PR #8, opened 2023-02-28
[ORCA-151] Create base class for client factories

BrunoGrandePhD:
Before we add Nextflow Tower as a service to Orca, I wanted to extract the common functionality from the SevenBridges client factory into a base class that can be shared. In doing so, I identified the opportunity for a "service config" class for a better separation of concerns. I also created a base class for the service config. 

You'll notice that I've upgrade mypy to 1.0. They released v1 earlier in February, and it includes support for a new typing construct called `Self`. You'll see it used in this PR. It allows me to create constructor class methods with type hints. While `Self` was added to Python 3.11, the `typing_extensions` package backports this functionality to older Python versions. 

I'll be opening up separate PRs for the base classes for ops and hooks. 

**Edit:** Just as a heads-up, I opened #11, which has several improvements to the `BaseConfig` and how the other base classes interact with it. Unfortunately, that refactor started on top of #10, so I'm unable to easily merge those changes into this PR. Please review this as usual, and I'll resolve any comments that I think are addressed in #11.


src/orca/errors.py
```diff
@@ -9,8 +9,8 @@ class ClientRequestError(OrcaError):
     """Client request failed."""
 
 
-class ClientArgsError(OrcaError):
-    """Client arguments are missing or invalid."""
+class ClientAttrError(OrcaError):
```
---
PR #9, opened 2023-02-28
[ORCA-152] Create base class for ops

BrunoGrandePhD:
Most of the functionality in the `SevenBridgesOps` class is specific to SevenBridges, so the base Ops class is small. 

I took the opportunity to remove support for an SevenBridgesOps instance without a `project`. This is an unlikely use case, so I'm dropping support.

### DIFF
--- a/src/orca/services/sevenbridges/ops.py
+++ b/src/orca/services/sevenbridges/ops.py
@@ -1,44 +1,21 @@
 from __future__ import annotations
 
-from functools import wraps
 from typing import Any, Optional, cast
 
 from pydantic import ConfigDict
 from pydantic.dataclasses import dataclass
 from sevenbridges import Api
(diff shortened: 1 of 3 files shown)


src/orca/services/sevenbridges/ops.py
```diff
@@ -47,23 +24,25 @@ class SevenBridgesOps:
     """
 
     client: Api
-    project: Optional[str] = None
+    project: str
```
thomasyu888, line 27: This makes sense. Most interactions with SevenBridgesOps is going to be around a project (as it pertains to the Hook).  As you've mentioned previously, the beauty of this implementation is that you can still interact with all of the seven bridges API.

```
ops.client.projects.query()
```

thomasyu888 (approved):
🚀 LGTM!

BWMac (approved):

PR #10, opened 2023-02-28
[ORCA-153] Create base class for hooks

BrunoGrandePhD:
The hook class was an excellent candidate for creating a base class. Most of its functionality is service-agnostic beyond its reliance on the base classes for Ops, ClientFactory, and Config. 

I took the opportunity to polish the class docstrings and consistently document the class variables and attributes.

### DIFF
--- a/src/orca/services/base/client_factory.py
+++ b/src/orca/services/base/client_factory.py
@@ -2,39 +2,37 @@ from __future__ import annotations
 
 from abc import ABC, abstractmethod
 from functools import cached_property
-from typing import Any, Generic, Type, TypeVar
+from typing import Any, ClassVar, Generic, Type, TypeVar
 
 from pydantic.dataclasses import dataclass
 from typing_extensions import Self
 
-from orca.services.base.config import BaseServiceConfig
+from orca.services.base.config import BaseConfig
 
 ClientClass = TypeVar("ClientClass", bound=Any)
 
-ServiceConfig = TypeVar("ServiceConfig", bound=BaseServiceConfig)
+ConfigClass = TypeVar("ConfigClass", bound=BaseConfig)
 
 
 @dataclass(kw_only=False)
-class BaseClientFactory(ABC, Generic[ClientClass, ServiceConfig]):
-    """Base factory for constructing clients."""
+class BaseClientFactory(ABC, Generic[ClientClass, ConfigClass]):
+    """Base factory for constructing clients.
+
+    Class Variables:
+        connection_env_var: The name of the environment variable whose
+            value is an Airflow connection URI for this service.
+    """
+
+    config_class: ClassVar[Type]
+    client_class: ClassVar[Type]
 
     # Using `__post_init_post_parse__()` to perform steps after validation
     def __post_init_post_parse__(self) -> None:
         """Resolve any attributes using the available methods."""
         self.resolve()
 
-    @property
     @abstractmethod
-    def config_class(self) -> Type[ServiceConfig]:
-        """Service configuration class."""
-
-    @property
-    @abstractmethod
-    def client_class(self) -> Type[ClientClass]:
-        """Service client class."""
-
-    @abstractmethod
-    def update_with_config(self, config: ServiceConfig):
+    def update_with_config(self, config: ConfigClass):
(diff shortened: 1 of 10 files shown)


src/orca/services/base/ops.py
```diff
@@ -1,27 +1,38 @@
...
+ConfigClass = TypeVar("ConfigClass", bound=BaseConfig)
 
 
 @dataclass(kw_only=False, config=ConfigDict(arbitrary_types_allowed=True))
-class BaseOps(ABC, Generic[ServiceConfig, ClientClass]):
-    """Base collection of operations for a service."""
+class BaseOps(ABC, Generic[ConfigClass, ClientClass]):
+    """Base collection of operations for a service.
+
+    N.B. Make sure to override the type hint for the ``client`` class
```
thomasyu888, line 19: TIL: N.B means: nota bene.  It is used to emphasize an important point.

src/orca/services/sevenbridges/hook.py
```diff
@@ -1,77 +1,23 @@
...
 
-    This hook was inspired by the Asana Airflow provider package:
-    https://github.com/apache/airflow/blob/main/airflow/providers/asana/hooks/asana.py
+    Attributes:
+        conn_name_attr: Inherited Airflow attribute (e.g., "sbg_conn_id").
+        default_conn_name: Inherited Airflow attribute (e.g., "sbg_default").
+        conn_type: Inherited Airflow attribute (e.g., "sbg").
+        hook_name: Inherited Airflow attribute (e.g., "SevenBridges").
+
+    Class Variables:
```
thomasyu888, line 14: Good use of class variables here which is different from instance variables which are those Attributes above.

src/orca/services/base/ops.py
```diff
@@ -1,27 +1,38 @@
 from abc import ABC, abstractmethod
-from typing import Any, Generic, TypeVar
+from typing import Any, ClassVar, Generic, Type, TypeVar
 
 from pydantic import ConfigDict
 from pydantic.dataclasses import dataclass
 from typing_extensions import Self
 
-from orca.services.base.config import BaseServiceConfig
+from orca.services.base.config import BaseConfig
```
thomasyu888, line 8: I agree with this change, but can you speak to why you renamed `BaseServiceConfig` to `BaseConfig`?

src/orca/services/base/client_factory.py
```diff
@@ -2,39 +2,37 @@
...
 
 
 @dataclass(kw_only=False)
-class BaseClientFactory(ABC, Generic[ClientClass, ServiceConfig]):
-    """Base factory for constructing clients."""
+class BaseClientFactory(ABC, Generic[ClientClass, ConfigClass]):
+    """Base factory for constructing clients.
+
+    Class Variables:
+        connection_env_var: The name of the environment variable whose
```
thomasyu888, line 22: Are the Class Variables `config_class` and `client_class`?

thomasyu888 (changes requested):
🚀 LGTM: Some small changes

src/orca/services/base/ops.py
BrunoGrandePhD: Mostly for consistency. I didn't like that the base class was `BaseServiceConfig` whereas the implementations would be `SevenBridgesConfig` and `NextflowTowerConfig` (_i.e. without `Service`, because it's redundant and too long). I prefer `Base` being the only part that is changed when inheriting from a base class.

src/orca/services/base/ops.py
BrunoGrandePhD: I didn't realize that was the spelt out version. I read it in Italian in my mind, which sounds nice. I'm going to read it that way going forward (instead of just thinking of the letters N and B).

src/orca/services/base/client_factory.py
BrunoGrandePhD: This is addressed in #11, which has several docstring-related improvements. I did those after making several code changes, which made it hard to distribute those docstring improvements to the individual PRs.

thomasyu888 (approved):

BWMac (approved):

▸ **WHAT THE TASK ASKS**
Return, from the data, each line that has the word "ClientClass" in it.

▸ **RESPONSE TO THE EXERCISE**
 ClientClass = TypeVar("ClientClass", bound=Any)
-class BaseClientFactory(ABC, Generic[ClientClass, ServiceConfig]):
+class BaseClientFactory(ABC, Generic[ClientClass, ConfigClass]):
-    def client_class(self) -> Type[ClientClass]:
-class BaseOps(ABC, Generic[ServiceConfig, ClientClass]):
+class BaseOps(ABC, Generic[ConfigClass, ClientClass]):
-class BaseClientFactory(ABC, Generic[ClientClass, ServiceConfig]):
+class BaseClientFactory(ABC, Generic[ClientClass, ConfigClass]):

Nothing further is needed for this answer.